### Exercise
Work through the entries below and show every line in which "should" is found.

Stored data:
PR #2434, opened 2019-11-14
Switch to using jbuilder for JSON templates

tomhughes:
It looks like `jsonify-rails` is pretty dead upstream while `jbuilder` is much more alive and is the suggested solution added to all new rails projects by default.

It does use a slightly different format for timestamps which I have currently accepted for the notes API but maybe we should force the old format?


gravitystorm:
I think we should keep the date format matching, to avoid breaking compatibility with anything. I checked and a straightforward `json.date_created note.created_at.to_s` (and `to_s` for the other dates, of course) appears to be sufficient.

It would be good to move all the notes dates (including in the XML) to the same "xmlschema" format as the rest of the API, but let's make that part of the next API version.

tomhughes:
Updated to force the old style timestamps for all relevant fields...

### Task output
It does use a slightly different format for timestamps which I have currently accepted for the notes API but maybe we should force the old format?
I think we should keep the date format matching, to avoid breaking compatibility with anything. I checked and a straightforward `json.date_created note.created_at.to_s` (and `to_s` for the other dates, of course) appears to be sufficient.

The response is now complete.